The mouth, throat, and intestines are lined with cells that divide rapidly and can be severely damaged by chemotherapy drugs. This damage is more common for children on very intensive protocols and for those having stem cell transplants. The sores that result in the mouth, throat, and intestines are extremely painful and can prevent eating and drinking. Check your child’s mouth periodically for sores, and if any are present ask the neuro-oncologist for advice. Following are some suggestions from parents:

  • To prevent infection, the mouth needs to be kept as clean and free of bacteria as possible. After eating, have your child gently brush teeth, gums, and tongue with a soft, clean toothbrush.
  • If your child is old enough, the doctor may recommend a rinse to decrease the amount of bacteria in your child’s mouth, which helps prevent mouth sores.

When David was told to use Peridex®, I asked the doctor if we could substitute 0.63 percent stannous fluoride rinse. He said yes. As a dentist, I knew Peridex® kills bacteria and lasts up to 8 hours, but it tastes terrible and stains teeth. Children do not like using it. The 0.63 percent stannous fluoride has the same bacteria-killing properties and also lasts up to 8 hours, but has a better taste and does not stain as badly. The fluoride also helps prevent cavities and makes the teeth less sensitive. It comes in a variety of flavors like mint, tropical, and cinnamon. It is a prescription drug that a lot of dentists dispense.

Mix 1/8 ounce of concentrate with warm water, making 1 ounce. A measuring cup comes with the bottle. I have David swish with half the mixture for 1 minute. (Time it, because it’s longer than you think!) This can only be used by kids who are old enough not to accidentally swallow it. Six-year-old David has no problem taking this once a day before he goes to bed. If and when he starts developing mouth sores, he will take it morning and evening. It’s important not to eat or drink for 30 minutes after rinsing. That is why David rinses before bedtime, after he has taken his meds and brushed his teeth.

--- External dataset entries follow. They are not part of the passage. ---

PR #1181, opened 2019-09-04
Update README.md to remove suggestion on Dynamic versioning of dependencies

desokroshan:
*Issue #, if available:*

*Description of changes:*
Dynamic versioning of dependencies is not a recommended practice and causes a warning from Android Studio. 

### DIFF
--- a/README.md
+++ b/README.md
@@ -49,8 +49,7 @@ Simply add to your app's build.gradle (Module)'s dependencies{ } section
 
 SERVICE can be `s3`, `ddb`, `pinpoint`, etc.
 
-(hint: you can specify 2.+ or 2.x.+ to automatically get the latest version where the + is specified.
-Remember for version 2.X.Y an increase in X may indicate a breaking change or new features, while increases in Y are likely bug fixes, or small feature improvements)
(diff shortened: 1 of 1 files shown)


README.md
```diff
@@ -49,8 +49,7 @@ Simply add to your app's build.gradle (Module)'s dependencies{ } section
 
 SERVICE can be `s3`, `ddb`, `pinpoint`, etc.
 
-(hint: you can specify 2.+ or 2.x.+ to automatically get the latest version where the + is specified.
-Remember for version 2.X.Y an increase in X may indicate a breaking change or new features, while increases in Y are likely bug fixes, or small feature improvements)
+(Note: Remember for version 2.X.Y an increase in X may indicate a breaking change or new features, while increases in Y are likely bug fixes, or small feature improvements)
```
palpatim: Do we need this at all, since we have https://aws-amplify.github.io/docs/android/manualsetup#aws-sdk-version-vs-semantic-versioning ?

jamesonwilliams: During Bug Bash, we found this old PR and we decided to include it. We will come back and make a note about using Semantic Versioning, also. This current PR includes a useful update, removing our suggestion to use the `+` notation on versions.

Issue #1006, opened 2019-06-04
Video upload fails to Amazon S3 bucket inconsistently


partheebanj:
**Describe the bug**
Uploading videos to Amazon S3 fails inconsistently. I have been able to upload videos successfully, but there are certain instances when the upload fails with the following error: com.amazonaws.AmazonClientException: Unable to execute HTTP request: connect timed out. 

**To Reproduce**
Uploading videos to Amazon S3

Your code

                val key = AccountSessionManager.awsPath(remoteKey, bucket,t)
                val bucketName = AccountSessionManager.awsBucket(bucket,t)

                val clientConfiguration = ClientConfiguration()
                        .withMaxErrorRetry(3) // 3 retries
                        .withConnectionTimeout(120000) // 120,000 ms
                        .withSocketTimeout(120000) // 120,000 ms

                val credentials = BasicSessionCredentials(t!!.accessKeyId, t.secretAccessKey, t.sessionToken)
                val s3Client = AmazonS3Client(credentials, Constants.S3Region, clientConfiguration)

                val transferUtility = TransferUtility
                        .builder()
                        .s3Client(s3Client)
                        .context(mContext)
                        .build()

                val uploadObserver = transferUtility.upload(bucketName, key, file)

**Which AWS service(s) are affected?**
Amazon S3

**Expected behavior**
Video upload successfully without any failures

 - AWS Android SDK Version: 2.13.0
 - Device: Samsung
 - Specific to simulators: No

The internet connection speed is good and I have been able to successfully upload many videos except some. Trying to upload again works fine, but want to know the root cause on why I am getting this error.

kvasukib:
@partheebanj Thank you for reporting to us. The exception you reported occurs when the network goes offline when a transfer is in progress. We have two recommendations to checkpoint the transfer and then resume when network comes back online.

1) Using a `TransferService` will register a callback with Android to get notified of the network connectivity changes. When network goes offline, the ongoing transfers are paused and when the network comes back online, the ongoing transfers are resumed. `TransferService` can handle this irrespective of the app being in background or foreground.

2) Using a `TransferNetworkLossHandler`: You can create an object of this handler and register it in your application. By doing so, when network goes offline, the ongoing transfers are paused and when the network comes back online, the ongoing transfers are resumed. `TransferNetworkLossHandler` only works when the app is in foreground. To make this work when your app is in background, you need to wrap the creation of this handler in an Android component (like a Service, etc.)

[...]

PR #1185, opened 2019-09-06
Issue#1006

raphkim:
*Issue #, if available:*
[1006](https://github.com/aws-amplify/aws-sdk-android/issues/1006)

*Description of changes:*
The following race condition would cause transfer to fail:
1. Network is lost
1. Transfer is interrupted
1. Network is recovered
1. Transfer task checks network condition
1. Sees that network is connected and updates `TransferState` to FAILED instead of WAITING_FOR_NETWORK

A flag was added to `TransferNetworkLossHandler` singleton to remember that network was lost until transfers are successfully resumed.


raphkim:
did not fix the issue

PR #1278, opened 2019-10-27
[aws-android-sdk-pinpoint] Update models to latest

awsmobilesdk:
[aws-android-sdk-pinpoint] Update models to latest


kvasukib:
@raphkim can you check again if the pinpoint model generator is turned off?

Closing the PR as the generated code is not correct.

  • Serve bland food, baby food, or meals put through the blender.
  • Use a straw with drinks or blender-processed foods.

Preston got bad mouth sores every time he was on high-dose metho-trexate. He could not swallow, but we were supposed to be forcing fluids to flush the drugs out. The only thing that felt good on his throat was guava nectar. It was very expensive and hard to find, and he would drink several quarts a day through a straw. Unfortunately, my daughter and husband both developed a liking for it, too. At one point, we cornered the market on guava nectar at three grocery stores in our neighborhood.

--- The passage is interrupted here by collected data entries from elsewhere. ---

PR #2006, opened 2020-07-10
Change Gradle Android SDK values to be reuseable

arturdryomov:
Dependencies can be organized this way as well but doing both in a single change feels too dangerous.

PTAL @jamesonwilliams

### DIFF
--- a/buildSrc/src/main/java/AndroidSdk.java
+++ b/buildSrc/src/main/java/AndroidSdk.java
@@ -1,6 +1,6 @@
 class AndroidSdk {
-		public static final int COMPILE = 28;
-		public static final int MINIMUM = 15;
-		public static final int MINIMUM_TEST = 18; // UI Automator
-		public static final int TARGET = 28;
+    public static final int COMPILE = 28;
+    public static final int MINIMUM = 15;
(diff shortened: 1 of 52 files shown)


buildSrc/src/main/java/AndroidSdk.java
```diff
@@ -0,0 +1,6 @@
+class AndroidSdk {
+    public static final int COMPILE = 28;
+    public static final int MINIMUM = 15;
```
jamesonwilliams, line 3: 15 isn't actually a global minimum right now -- some of the `build.gradle` sort of un-intentionally lie. The various UI modules use a range of different API features. 21 or 23 is probably the actual minimum SDK for some of them.

Also: one of my next steps for the SDK build system was to consolidate all of these module-specific files into the central root-level `build.gradle` as we do [in Amplify](https://github.com/aws-amplify/amplify-android/blob/main/build.gradle#L96-L145).

How do you see this PR fitting in with these two considerations?

arturdryomov: Huh, interesting. Thanks for the clarification! A single configuration point certainly sounds better than a magnitude (even with reused values).

PR #2007, opened 2020-07-11
fix: derrive min sdk values from android lint

jamesonwilliams:
For the purpose of re-enabling NewApi and other API-related Android Lint
warnings, all `abortOnError` options are removed. In response, some
unrelated lint warnings are being addressed or suppressed in code, as a
result of this commit.

To derive an appropriate `minSdkVersion` for each module, `minSdkVersion`
was stripped from all modules, and then updated according to the project
build requirements.

### DIFF
--- a/aws-android-sdk-core/src/main/java/com/amazonaws/internal/keyvaluestore/AWSKeyValueStore.java
+++ b/aws-android-sdk-core/src/main/java/com/amazonaws/internal/keyvaluestore/AWSKeyValueStore.java
@@ -61,10 +61,6 @@ public class AWSKeyValueStore {
     // SecureRandom is expensive.
     private SecureRandom secureRandom;
 
-    private static final int ANDROID_API_LEVEL_23 = 23;
-    private static final int ANDROID_API_LEVEL_18 = 18;
-    private static final int ANDROID_API_LEVEL_10 = 10;
-
     private static final String CIPHER_AES_GCM_NOPADDING = "AES/GCM/NoPadding";
     private static final int CIPHER_AES_GCM_NOPADDING_IV_LENGTH_IN_BYTES = 12;
     private static final int CIPHER_AES_GCM_NOPADDING_TAG_LENGTH_LENGTH_IN_BITS = 128;
@@ -102,8 +98,6 @@ public class AWSKeyValueStore {
 
     private static final int AWS_KEY_VALUE_STORE_VERSION = 1;
 
-    private int apiLevel;
-
     private static Map<String, String> getCacheForKey(String key) {
         if (cacheFactory.containsKey(key)) {
             return cacheFactory.get(key);
@@ -129,7 +123,6 @@ public class AWSKeyValueStore {
         this.secureRandom = new SecureRandom();
         this.cache = getCacheForKey(sharedPreferencesName);
         this.sharedPreferencesName = sharedPreferencesName;
-        this.apiLevel = Build.VERSION.SDK_INT;
         this.context = context;
         setPersistenceEnabled(isPersistenceEnabled);
     }
@@ -156,7 +149,7 @@ public class AWSKeyValueStore {
 
                 initKeyProviderBasedOnAPILevel();
 
-                logger.info("Detected Android API Level = " + apiLevel);
+                logger.info("Detected Android API Level = " + Build.VERSION.SDK_INT);
                 logger.info("Creating the AWSKeyValueStore with key for " +
                         "sharedPreferencesForData = " + sharedPreferencesName);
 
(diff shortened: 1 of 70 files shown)


aws-android-sdk-core/src/main/java/com/amazonaws/internal/keyvaluestore/AWSKeyValueStore.java
```diff
@@ -471,11 +464,11 @@ private AlgorithmParameterSpec getInitializationVector(final String keyOfDataInS
     }
 
     private AlgorithmParameterSpec getAlgorithmParameterSpecForIV(byte[] iv) {
-        return
-            //@apiLevel23Start
-            apiLevel >= ANDROID_API_LEVEL_23 ? new GCMParameterSpec(CIPHER_AES_GCM_NOPADDING_TAG_LENGTH_LENGTH_IN_BITS, iv) :
-            //@apiLevel23End
-            new IvParameterSpec(iv);
+        if (Build.VERSION.SDK_INT >= Build.VERSION_CODES.M) {
```
jamesonwilliams, line 467: Android Lint can't figure out that this code is correctly guarded, unless these standard `Build` values are used.

aws-android-sdk-kinesisvideo/src/main/java/com/amazonaws/kinesisvideo/encoding/ChunkDecoder.java
```diff
@@ -53,7 +53,7 @@ private ChunkDecoder() {
 
         try {
             final String headersAsString =
-                    readInputStream(inputStream, PAYLOAD_DELIMITER.getBytes(StandardCharsets.UTF_8));
```
jamesonwilliams, line 56: `StandardCharsets` bumps the `minSdkVersion` up to 19, for no good reason. Don't use it.

aws-android-sdk-core/src/main/java/com/amazonaws/internal/keyvaluestore/KeyNotGeneratedException.java
```diff
@@ -16,8 +16,5 @@ public KeyNotGeneratedException(String s, Throwable throwable) {
     public KeyNotGeneratedException(Throwable throwable) {
         super(throwable);
     }
-
-    protected KeyNotGeneratedException(String s, Throwable throwable, boolean b, boolean b1) {
-        super(s, throwable, b, b1);
```
jamesonwilliams, line 21: This was not being used, and it has an insanely high API level requirement. Get rid of it!

aws-android-sdk-kinesisvideo-archivedmedia/build.gradle
```diff
@@ -4,16 +4,12 @@ android {
     compileSdkVersion 28
 
     defaultConfig {
-        minSdkVersion 15
+        minSdkVersion 21 // for kinesisvideo, which uses camera2 APIs.
```
TrekSoft, line 7: Hmm, will this have an impact on our existing customers? What was happening currently with the minSdkVersion being too low? Is there only a limited number of methods needing this we could wrap with RequiresAPI annotations?

aws-android-sdk-kinesisvideo/build.gradle
```diff
@@ -5,7 +5,7 @@ android {
     useLibrary 'org.apache.http.legacy'
 
     defaultConfig {
-        minSdkVersion 15
+        minSdkVersion 21 // android.hardware.camera2
```
TrekSoft, line 8: Same question here as before

aws-android-sdk-mobile-client/src/main/AndroidManifest.xml
```diff
@@ -1,9 +1,17 @@
...
            xmlns:amazon="http://schemas.amazon.com/apk/res/android"
+           xmlns:tools="http://schemas.android.com/tools"
            package="com.amazonaws.mobile.client">
 
     <uses-permission android:name="android.permission.INTERNET"/>
     <uses-permission android:name="android.permission.ACCESS_NETWORK_STATE"/>
- 
+
+    <!--
+         The hostest UI requires API 16, for Custom Tabs support in the
```
TrekSoft, line 11: *hosted UI

aws-android-sdk-kinesisvideo-archivedmedia/build.gradle
jamesonwilliams: Previously, the `lintOptions { abortOnError false }` was suppressing the build error about the `minSdkVersion` being too low.

The API level is ultimately coming from a few files in the `-kinesisvideo` package, which then bump up this package. Let me see if I can use the `RequiresVersion`, to lower requirements on the two packages.

aws-android-sdk-mobile-client/src/main/AndroidManifest.xml
jamesonwilliams: Haha! Oops. Will fix.

aws-android-sdk-kinesisvideo-archivedmedia/build.gradle
jamesonwilliams: I started going down this path -- it is ultimately a lot of files that raise that API level. I think it'd be best to do it globally on the module for now. If people complain and need lower API level support, we could re-evaluate in the future.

  • There are several prescription products available to treat mouth sores. One common product is called “magic mouthwash,” which contains an antibiotic, an antihistimine, an antifungal, and an antacid. Some formulations add dexamethasone. More information about this product is available at www.mayoclinic.com/health/magic-mouthwash/AN02024. If your child has painful mouth sores, ask the neuro-oncologist for a prescription. Because large amounts of lidocaine can numb the back of the throat and cause difficulty swallowing, this medication should be used at a dose recommended by the neuro-oncologist.
  • Glutamine, a nutritional supplement available at most drug and health food stores, may help prevent or minimize mouth sores in some children. If your child is receiving chemotherapy with a high probability of causing mouth sores, you may want to try glutamine as a preventive measure. The powder can be mixed in juice and should be started 1 or 2 days before your child receives a cycle of chemotherapy. Be sure to get your neuro-oncologist’s approval before giving glutamine.

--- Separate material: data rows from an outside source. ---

PR #2008, opened 2020-07-12
fix: remove unneeded test usage of apache http

jamesonwilliams:
The Apache HTTP client was being minimally used as a String processing
utility, not as a network client. In an effort to minimize the code
base's coupling to Apache libraries, this usage is replaced with an line
method that will achieve the same results.

### DIFF
--- a/aws-android-sdk-polly/src/test/java/com/amazonaws/services/polly/AmazonPollyPresigningClientTest.java
+++ b/aws-android-sdk-polly/src/test/java/com/amazonaws/services/polly/AmazonPollyPresigningClientTest.java
@@ -19,6 +19,8 @@ import static org.mockito.Mockito.mock;
 import static org.mockito.Mockito.verify;
 import static org.mockito.Mockito.when;
 
+import android.net.UrlQuerySanitizer;
+
 import com.amazonaws.auth.AWSCredentials;
 import com.amazonaws.auth.AWSCredentialsProvider;
 import com.amazonaws.regions.Region;
@@ -59,6 +61,7 @@ public class AmazonPollyPresigningClientTest {
     private static final String SECRET_KEY = "secret-key";
 
     private static final String INPUT_TEXT = "<speak>Mary has a little lamb</speak>";
+    private static final String SANITIZED_TEXT = "_speak_Mary_has_a_little_lamb_/speak_";
     private static final String SSML_TEXT_TYPE = TextType.Ssml.toString();
     private static final String SALLI_VOICE_ID = VoiceId.Salli.toString();
     private static final String MP3_OUTPUT_FORMAT = OutputFormat.Mp3.toString();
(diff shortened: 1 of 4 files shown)


aws-android-sdk-polly/src/test/java/com/amazonaws/services/polly/AmazonPollyPresigningClientTest.java
```diff
@@ -216,4 +213,39 @@ private void assertBasicUriValues(URI uri) {
...
+                if (pair != null && pair.length() > 0) {
+                    String[] parts = pair.split("=");
+                    list.add(new Pair(parts[0], parts[1]));
+                }
+            }
+            return list;
+        }
+
+        private static final class Pair {
+            private final android.util.Pair<String, String> androidPair;
```
richardmcclellan, line 236: Neat!  I didn't know about `android.util.Pair`.

aws-android-sdk-polly/src/test/java/com/amazonaws/services/polly/AmazonPollyPresigningClientTest.java
```diff
@@ -216,4 +213,39 @@ private void assertBasicUriValues(URI uri) {
...
+        static List<Pair> parse(URI uri) {
+            List<Pair> list = new ArrayList<>();
+            String query = uri.getQuery();
+            if (query == null) {
+                return Collections.emptyList();
+            }
+            for (String pair : query.split("&")) {
+                if (pair != null && pair.length() > 0) {
+                    String[] parts = pair.split("=");
+                    list.add(new Pair(parts[0], parts[1]));
```
richardmcclellan, line 229: I think you need to UTF-8 decode the `key` and `value` here?   

Also, should we be a little more defensive and make sure parts.length == 2?

jamesonwilliams: Resolution: I went back to using the `UrlQuerySanitizer`, so this method has been removed.

aws-android-sdk-polly/src/test/java/com/amazonaws/services/polly/AmazonPollyPresigningClientTest.java
jamesonwilliams: Yea! There are [a few useful things under `android.util.*`](https://android.googlesource.com/platform/frameworks/support/+/refs/heads/androidx-master-dev/core/core/src/main/java/androidx/core/util?source=post_page---------------------------%2F%2F%2F%2F%2F%2F%2F&autodive=0%2F%2F%2F%2F%2F%2F%2F%2F%2F%2F%2F/), and [android.util](https://android.googlesource.com/platform/frameworks/base/+/master/core/java/android/util/), it turns out. I haven't looked at many of them.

Roger just began his second round of chemo. He is on lomustine, procarbazine, and some intravenous chemo. He seemed to be tolerating it fairly well until he started breaking out in terrible sores all through his mouth and under his tongue, very painful to him. He couldn’t even eat. I decided to get him to gargle and swish 100% pure aloe vera juice all through his mouth. He held the aloe vera in his mouth for 5 minutes before swallowing it that night before he went to bed and then 3 or 4 times a day for the next few days until he felt better. Strangely enough, the sores were almost all gone by morning. Roger woke up the next morning and said, “Wow that stuff works fast!”